• **WORK ORDER**
The answer must consist of every line below containing "something".

[Stored data]
----------------------------------------

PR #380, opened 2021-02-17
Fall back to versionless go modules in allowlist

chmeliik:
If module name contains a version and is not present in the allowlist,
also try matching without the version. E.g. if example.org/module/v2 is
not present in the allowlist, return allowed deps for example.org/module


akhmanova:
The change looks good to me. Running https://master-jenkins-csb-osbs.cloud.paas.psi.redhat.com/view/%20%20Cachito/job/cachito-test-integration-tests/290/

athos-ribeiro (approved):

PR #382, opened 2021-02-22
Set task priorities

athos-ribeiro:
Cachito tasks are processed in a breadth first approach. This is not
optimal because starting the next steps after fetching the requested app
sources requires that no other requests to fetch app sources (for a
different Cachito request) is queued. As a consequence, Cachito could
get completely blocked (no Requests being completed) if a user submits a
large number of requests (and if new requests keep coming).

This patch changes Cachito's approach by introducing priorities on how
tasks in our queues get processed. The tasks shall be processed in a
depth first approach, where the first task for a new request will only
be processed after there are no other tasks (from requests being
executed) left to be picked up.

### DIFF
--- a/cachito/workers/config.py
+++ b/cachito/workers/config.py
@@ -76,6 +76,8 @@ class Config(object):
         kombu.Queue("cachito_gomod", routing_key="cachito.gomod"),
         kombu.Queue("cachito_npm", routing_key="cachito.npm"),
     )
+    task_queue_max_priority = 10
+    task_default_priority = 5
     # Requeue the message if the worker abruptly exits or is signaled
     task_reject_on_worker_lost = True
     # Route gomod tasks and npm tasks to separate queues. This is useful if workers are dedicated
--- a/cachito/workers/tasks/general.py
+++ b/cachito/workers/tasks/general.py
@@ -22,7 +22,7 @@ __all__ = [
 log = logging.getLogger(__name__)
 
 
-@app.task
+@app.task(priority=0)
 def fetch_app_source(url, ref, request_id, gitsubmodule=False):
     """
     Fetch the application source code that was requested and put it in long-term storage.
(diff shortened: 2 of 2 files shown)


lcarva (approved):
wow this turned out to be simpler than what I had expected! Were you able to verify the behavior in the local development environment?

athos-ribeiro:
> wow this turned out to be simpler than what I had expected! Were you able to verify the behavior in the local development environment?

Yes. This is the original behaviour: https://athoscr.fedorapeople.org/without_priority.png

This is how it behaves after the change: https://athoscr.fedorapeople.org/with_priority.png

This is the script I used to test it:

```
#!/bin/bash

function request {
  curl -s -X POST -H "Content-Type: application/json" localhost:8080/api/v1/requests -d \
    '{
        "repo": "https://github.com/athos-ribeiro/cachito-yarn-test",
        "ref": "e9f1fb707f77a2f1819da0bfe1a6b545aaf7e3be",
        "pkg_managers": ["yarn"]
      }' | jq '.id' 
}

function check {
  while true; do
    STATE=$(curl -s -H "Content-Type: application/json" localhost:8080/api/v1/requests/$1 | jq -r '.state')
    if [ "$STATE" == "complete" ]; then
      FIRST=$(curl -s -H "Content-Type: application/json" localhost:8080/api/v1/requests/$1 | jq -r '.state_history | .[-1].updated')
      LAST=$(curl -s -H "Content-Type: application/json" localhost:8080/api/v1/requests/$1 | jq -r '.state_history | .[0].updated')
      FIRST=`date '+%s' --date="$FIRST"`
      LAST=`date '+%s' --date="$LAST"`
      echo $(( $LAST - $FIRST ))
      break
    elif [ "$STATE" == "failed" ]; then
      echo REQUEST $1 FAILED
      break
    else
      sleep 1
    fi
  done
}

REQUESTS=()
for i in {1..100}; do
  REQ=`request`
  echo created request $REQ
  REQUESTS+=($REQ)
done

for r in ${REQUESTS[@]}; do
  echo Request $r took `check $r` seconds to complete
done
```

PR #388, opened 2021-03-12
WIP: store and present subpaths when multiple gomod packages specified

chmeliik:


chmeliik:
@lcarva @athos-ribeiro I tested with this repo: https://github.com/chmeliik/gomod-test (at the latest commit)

----------------------------------------

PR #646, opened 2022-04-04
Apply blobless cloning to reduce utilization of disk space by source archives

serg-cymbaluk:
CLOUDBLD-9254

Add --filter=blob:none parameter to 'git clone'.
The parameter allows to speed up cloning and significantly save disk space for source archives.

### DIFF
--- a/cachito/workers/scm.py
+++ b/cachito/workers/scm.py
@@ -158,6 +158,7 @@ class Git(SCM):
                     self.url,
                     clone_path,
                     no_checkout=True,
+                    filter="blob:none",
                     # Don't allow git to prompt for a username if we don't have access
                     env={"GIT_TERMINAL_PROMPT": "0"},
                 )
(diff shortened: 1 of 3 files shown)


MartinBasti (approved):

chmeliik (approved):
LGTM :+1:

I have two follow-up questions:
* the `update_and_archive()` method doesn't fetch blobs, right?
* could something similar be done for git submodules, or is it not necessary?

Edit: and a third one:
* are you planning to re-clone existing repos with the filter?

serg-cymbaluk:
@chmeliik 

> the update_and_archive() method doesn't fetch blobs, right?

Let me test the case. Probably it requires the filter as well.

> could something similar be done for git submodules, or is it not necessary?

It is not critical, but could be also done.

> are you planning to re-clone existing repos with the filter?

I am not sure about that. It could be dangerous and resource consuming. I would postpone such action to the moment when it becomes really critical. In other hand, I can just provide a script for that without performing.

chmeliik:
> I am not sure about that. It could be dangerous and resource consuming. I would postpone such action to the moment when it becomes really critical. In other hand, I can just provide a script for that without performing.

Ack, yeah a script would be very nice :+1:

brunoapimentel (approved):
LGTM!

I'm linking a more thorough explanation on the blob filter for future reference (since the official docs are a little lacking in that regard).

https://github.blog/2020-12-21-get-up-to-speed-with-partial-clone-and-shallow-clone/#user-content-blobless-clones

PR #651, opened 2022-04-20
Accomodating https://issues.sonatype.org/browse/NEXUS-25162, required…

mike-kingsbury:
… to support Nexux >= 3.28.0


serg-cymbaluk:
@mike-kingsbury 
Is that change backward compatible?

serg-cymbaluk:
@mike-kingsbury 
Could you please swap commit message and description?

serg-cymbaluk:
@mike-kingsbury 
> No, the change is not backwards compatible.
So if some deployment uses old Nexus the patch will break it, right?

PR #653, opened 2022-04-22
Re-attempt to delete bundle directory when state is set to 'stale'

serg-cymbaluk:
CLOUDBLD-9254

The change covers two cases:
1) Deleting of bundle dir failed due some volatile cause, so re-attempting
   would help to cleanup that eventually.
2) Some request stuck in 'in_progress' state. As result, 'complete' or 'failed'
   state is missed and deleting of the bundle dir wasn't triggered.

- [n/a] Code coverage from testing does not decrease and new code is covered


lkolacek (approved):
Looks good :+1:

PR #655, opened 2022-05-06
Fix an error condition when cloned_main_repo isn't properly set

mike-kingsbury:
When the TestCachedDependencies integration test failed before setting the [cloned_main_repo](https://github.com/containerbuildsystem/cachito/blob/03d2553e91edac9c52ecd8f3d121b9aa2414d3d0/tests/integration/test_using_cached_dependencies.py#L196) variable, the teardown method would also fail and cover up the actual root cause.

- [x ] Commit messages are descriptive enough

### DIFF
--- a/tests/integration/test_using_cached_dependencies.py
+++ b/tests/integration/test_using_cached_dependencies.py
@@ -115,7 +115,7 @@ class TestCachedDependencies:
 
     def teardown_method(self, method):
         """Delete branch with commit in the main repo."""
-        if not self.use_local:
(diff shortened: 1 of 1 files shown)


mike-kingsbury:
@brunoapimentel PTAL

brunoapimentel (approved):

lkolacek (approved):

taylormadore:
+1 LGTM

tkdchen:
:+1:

----------------------------------------

• **RESULT OF THIS EXERCISE**
* could something similar be done for git submodules, or is it not necessary?
> could something similar be done for git submodules, or is it not necessary?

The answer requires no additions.